Sira suggested to me "if you want to be a free man again you should decide to pay back your debts in Babylon."

Sira plotted her mother's sickness to help Debasir escape with two camels and provisions."

Debasir and the camels were hurt in the way and ran out of provisions. Two questions arose in Debasir's mind: one, to die in the desert; two, to repay loans and be an honourable man.

Where there is a will there's a way.

Debasir went to Babylon and told lenders that he would pay their loans promptly.

Mathon, the moneylender, after learning that Debasir is a camel tender, referred him to Nebatur, the camel trader for work.

The clay tablets from Babylon

Below is the fictional conversation between two characters.

St. Swithin's College, Nottingham
Professor Franklin Cladwell, Mesopotamia
October 21, 1934.

It seems that Debasir's story is true. I have found 4 tablets that are dated 5000 years ago. These tablets can prove the existence of Debasir.

Tablet 1: advice of Mathon the gold lender:

1/10 of the earning: that man who keeps gold and silver in his purse, not to be spent, is loyal to the king and is good to his family.

7/10 of the earning: family expenditure

2/10 of the earning: debt repayment

Tablet 2: 

Names and amounts to be paid to the creditors

Tablet 3: 

I will pay all my debts impartially. Because it is easier to repay debts than to avoid them.

3 persons: Alkahed, the house owner; Brijek, the farmer; Ahmar, my friend, requested me to pay them back first.

Tablet 4:

3 times the full moon, I did according to the plan (Tablet 1, 2 and 3).

1st earning - 19 silver
2nd earning - 11 silver
3rd earning - 42 silver

After 12 moons, I have repaid all my debts, I am happy and relieved now.

Professor Franklin Cladwell
November 7th, 1936
The plan

Alfred H. Shrewsbury
Department of Archaeology

The luckiest man in Babylon

Sharru Nada, the merchant Prince of Babylon, was returning from Damascus with Haden Gula, the grandson of his partner Arad Gula. Haden was longing for luxury.

Sharru Nada told Haden about himself being a slave to ploughers, with his friends Meddigo, the farmer and Zabado, the thief, and a pirate.

Later, they were presented to a slave market. Meddigo advised Sharru about the importance of hard work.

They didn't want to be sold as the king's slave to make walls and carry bricks until your back is broken.

Nana Naid, the baker master, bought Sharru.

Sharru pitched the idea of selling cakes in partnership with Nana-naid: whatever is sold ½ of it would be invested in the business again, the remaining 2 quarters would be distributed equally among Sharru and Nana.

Arad Gula was a rug seller and Sharru's regular customer.
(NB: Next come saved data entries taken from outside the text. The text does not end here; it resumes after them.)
PR #93, opened 2023-11-05
Update potentially wrong client_ids

mariusmuja:
Ensure existing ratgdo client_ids end with `0x539`.

### DIFF
--- a/components/ratgdo/number/ratgdo_number.cpp
+++ b/components/ratgdo/number/ratgdo_number.cpp
@@ -36,8 +36,7 @@ namespace ratgdo {
             if (this->number_type_ == RATGDO_CLIENT_ID) {
                 uint32_t int_value = static_cast<uint32_t>(value);
                 if ((int_value & 0xFFF) != 0x539) {
-                    int_value = (int_value & ~0xFFF) | 0x539;
-                    value = int_value;
+                    value = ((random_uint32() + 1) % 0xFFFF) << 12 | 0x539;
                     this->pref_.save(&value);
                 }
             }
--- a/components/ratgdo/number/ratgdo_number.cpp
+++ b/components/ratgdo/number/ratgdo_number.cpp
@@ -32,6 +32,16 @@ namespace ratgdo {
                 value = 0;
             }
         }
+        else {
+            if (this->number_type_ == RATGDO_CLIENT_ID) {
+                uint32_t int_value = static_cast<uint32_t>(value);
+                if ((int_value & 0xFFF) != 0x539) {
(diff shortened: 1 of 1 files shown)


bdraco:
Will test shortly.  I still have my flasher connected so can test much more quickly.  I will also test a remote in service one

components/ratgdo/number/ratgdo_number.cpp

He was also a slave, partnered with his master.

Sharru advised Arad to be a free man again because he had enough money to sustain himself.

Meanwhile, Sharru happened to meet Zabado, his old colleague who was working hard in disgust to build the king's walls.

One day, Sharru's master lost at the gaming table. Sharru was then taken by a money lender. He was told to work finishing the king's canal. Sharru was once again in a disgusting situation.

"Your grandfather bought me from the moneylender and made me his partner," Sharru recalled.

"Now I am called the merchant prince. It was all possible because of the value of the work. Luck favours hard work."


Moral of the book, the richest man in Babylon:

  1. You must have a desire to become rich
  2. You must save at least 10% of your income
  3. You must make a budget to control your unnecessary expenses
  4. You must invest your savings (10%) to make more money
  5. You must invest in the supervision of wiser people
  6. You must invest with the utmost caution, with the security that you will get your money back
  7. You should invest in the businesses that you understand well
  8. When you set a task for yourself, no matter how small or big, you must complete it
  9. You must own a home for yourself and your family. Invest in it from the remaining 90%
  10. You must ensure a future income through insurance
  11. You must increase your ability to earn by acquiring wisdom in your calling
  12. You must lead a respectful life by paying off all your debts, by taking care of your family, by making a will, by donating 
  13. You must not let opportunities escape from you because of laziness and lack of decision making
  14. Don't invest in 'getting rich quick' schemes.